§ INPUT FOR THIS TASK:
PR #2027, opened 2023-09-04
Fixed the error that when the driver scan result is empty, iwe_stream…

wangyingdong1:
## Summary
 Fixed the error that when the driver scan result is empty, iwe_stream->len is a random number because the user data buf is not initialized.
## Impact
minor

### DIFF
--- a/wireless/wapi/src/wireless.c
+++ b/wireless/wapi/src/wireless.c
@@ -267,14 +267,15 @@ static int wapi_event_stream_extract(FAR struct wapi_event_stream_s *stream,
   int ret = 1;
   FAR struct iw_event *iwe_stream;
 
-  if (stream->current + offsetof(struct iw_event, u) > stream->end)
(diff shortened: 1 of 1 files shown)


xiaoxiang781216 (approved):

jerpelea (approved):

pkarashchenko (approved):

wireless/wapi/src/wireless.c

§ WHAT THE TASK ASKS: From the data, collect all lines where the string "when" appears.

§ TASK RESPONSE:
Fixed the error that when the driver scan result is empty, iwe_stream…
 Fixed the error that when the driver scan result is empty, iwe_stream->len is a random number because the user data buf is not initialized.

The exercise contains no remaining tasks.